PR #14801, opened 2024-05-31
Allow CompanyableTrait trait on users

snipe:
This should allow us to automatically scope users to company instead of having to manually do it. Previously, adding the `use CompanyableTrait;` statement would get caught in an infinite loop, since `Auth::check()` internally calls `Auth::user()`, which makes the scope get caught on *which* user you want to be looking at for scoping. 

Using `Auth::hasUser()` just returns the boolean value, which prevents this looping problem.

### To test

- enable full multiple company support
- create a few users in a few different companies. give them permission to see assets, users, etc, but not superadmin
- create some assets in those same companies
- login as each of those users, and see that the results are scoped to the company the respective users belong to


snipe:
One thing I'm seeing here in the tests that I'm unsure about is that I'm getting:

```
   WARN  Tests\Feature\Users\ViewUserTest
  ✓ user without permissions cannot view user detail page
  ! user without permissions cannot view print all inventory page → Test code or tested code did not (only) close its own output buffers
  ✓ user without permissions cannot send inventory
  ✓ user without permissions cannot delete user
```

But I can't tell what's causing that warning.

app/Http/Controllers/Users/UsersController.php
```diff
@@ -228,9 +227,7 @@ public function update(SaveUserRequest $request, $id = null)
         $permissions = $request->input('permissions', []);
         app('request')->request->set('permissions', $permissions);
 
-
-        $user = User::with('assets', 'assets.model', 'consumables', 'accessories', 'licenses', 'userloc')->withTrashed();
-        $user = Company::scopeCompanyables($user)->find($id);
+        $user = User::with('assets', 'assets.model', 'consumables', 'accessories', 'licenses', 'userloc')->find($id)->withTrashed();
```
marcusmoore: We need to swap `find` and `withTrashed` otherwise we end up with a query builder and not a user.

```suggestion
        $user = User::with('assets', 'assets.model', 'consumables', 'accessories', 'licenses', 'userloc')->withTrashed()->find($id);
```

marcusmoore:
@snipe I tracked it down. That `Test code or tested code did not (only) close its own output buffers` is caused by a missing `@endpush` to close the `@push('js')` in `users/print.blade.php`.

marcusmoore:
(I only looked into the test issues so far. Going to give it a full review soon.)

snipe:
Omg, first, thank you, second fml

snipe:
>  I tracked it down. That Test code or tested code did not (only) close its own output buffers is caused by a missing @endpush to close the push('js') in users/print.blade.php.

I don't even see a `@push('js')` in that file?

snipe:
Nevermind, I'm an idiot lol

app/Http/Controllers/Api/UsersController.php
```diff
@@ -417,9 +410,7 @@ public function show($id)
     {
         $this->authorize('view', User::class);
 
-        $user = User::withCount('assets as assets_count', 'licenses as licenses_count', 'accessories as accessories_count', 'consumables as consumables_count', 'managesUsers as manages_users_count', 'managedLocations as manages_locations_count');
-
-        if ($user = Company::scopeCompanyables($user)->find($id)) {
+        if ($user = User::withCount('assets as assets_count', 'licenses as licenses_count', 'accessories as accessories_count', 'consumables as consumables_count', 'managesUsers as manages_users_count', 'managedLocations as manages_locations_count')) {
```
marcusmoore: This is a `Builder` instance and not a `Model`. I think we still want `find($id)` to be included.

Test case:
```php
    public function testCanReturnUser()
    {
        $user = User::factory()->create();

        $this->actingAsForApi(User::factory()->viewUsers()->create())
            ->getJson(route('api.users.show', $user))
            ->assertOk();
    }
```

tests/Feature/Users/ViewUserTest.php
```diff
@@ -0,0 +1,106 @@
...
+    }
+
+    public function testUserWithoutCompanyPermissionsCannotDeleteUser()
+    {
+
+        $this->settings->enableMultipleFullCompanySupport();
+
+        [$companyA, $companyB] = Company::factory()->count(2)->create();
+
+        $superuser = User::factory()->superuser()->create();
```
marcusmoore: `$superuser` isn't checked with a request/assertion in this test like the others are.

tests/Feature/Users/ViewUserTest.php
```diff
@@ -0,0 +1,106 @@
...
+
+namespace Tests\Feature\Users;
+
+use Illuminate\Support\Facades\Notification;
+use App\Models\Company;
+use App\Models\User;
+use Tests\TestCase;
+use App\Notifications\CurrentInventory;
+
+class ViewUserTest extends TestCase
```
marcusmoore: All of these tests are named `UserWithoutCompanyPermissionsCannotX` but really they're all testing that users with the permission can get through while others are denied. We should update the test names to reflect that so many it's like `testPermissionsForX`.

marcusmoore (changes requested):
Since this touches the API controller can we add tests for that as well? I think it would have caught the missing `->find()` I mentioned below.

It'll be good to catch up to develop so the test is in the correct directory too 😄  (#14825)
------------------------------------------------------------------------
Problem description = Filter the entries and copy each line with "TestCase".

Result of the exercise =
+use Tests\TestCase;
+class ViewUserTest extends TestCase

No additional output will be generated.